* _What you have to do_:
Every line holding "provided" should be copied from the records below.

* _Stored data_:
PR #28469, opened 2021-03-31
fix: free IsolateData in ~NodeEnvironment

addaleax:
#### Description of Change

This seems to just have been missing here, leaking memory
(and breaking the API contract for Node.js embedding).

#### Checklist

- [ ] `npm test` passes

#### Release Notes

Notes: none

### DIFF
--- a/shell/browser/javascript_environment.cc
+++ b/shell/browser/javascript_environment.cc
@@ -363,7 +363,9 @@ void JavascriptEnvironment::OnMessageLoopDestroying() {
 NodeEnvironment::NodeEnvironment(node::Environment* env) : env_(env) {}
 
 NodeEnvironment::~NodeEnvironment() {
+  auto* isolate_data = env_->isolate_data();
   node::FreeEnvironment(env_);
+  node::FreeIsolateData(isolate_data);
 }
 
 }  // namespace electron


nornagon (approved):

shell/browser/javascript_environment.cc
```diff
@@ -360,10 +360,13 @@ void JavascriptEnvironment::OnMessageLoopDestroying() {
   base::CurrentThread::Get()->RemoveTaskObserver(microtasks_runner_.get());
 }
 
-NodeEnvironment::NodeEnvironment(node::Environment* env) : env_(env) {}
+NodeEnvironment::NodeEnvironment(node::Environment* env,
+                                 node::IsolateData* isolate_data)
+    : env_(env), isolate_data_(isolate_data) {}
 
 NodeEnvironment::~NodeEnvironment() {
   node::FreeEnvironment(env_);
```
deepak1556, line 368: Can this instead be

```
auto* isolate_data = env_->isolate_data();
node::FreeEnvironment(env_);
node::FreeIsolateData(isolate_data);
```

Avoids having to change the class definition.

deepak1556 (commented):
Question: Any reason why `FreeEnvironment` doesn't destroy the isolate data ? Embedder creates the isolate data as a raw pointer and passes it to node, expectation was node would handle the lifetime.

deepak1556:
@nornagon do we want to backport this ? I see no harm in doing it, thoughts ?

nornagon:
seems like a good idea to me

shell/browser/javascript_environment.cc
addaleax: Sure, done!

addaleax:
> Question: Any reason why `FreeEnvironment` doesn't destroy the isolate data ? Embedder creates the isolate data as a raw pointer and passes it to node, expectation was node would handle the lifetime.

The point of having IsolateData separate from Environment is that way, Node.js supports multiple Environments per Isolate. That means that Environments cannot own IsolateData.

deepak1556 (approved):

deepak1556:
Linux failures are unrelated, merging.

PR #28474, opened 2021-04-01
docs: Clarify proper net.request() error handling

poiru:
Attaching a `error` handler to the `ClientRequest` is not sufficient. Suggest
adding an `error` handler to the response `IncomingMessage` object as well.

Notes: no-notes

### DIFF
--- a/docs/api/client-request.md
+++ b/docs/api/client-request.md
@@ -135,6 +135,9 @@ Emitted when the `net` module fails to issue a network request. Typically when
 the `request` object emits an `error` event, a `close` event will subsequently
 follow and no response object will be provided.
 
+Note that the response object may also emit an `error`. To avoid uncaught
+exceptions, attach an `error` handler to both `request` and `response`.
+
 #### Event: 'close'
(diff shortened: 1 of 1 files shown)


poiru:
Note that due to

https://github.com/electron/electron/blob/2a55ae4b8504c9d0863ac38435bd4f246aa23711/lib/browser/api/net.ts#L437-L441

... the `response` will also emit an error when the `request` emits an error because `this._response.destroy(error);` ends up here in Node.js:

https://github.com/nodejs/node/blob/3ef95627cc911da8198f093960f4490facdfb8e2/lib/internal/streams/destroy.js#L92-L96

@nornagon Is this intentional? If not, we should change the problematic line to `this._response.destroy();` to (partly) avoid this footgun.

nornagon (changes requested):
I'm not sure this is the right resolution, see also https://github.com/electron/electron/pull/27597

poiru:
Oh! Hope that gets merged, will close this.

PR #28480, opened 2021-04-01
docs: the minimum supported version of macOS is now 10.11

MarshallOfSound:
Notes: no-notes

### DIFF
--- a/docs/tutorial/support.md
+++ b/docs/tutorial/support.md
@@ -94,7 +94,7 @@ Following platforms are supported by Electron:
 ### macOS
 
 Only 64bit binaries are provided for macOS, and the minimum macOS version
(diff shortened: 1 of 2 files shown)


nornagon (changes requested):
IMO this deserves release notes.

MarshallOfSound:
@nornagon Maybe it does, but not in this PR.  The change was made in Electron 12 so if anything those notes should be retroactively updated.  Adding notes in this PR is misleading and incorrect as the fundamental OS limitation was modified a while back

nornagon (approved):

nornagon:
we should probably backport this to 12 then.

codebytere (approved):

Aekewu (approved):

* _Result for this task_:
 follow and no response object will be provided.
 Only 64bit binaries are provided for macOS, and the minimum macOS version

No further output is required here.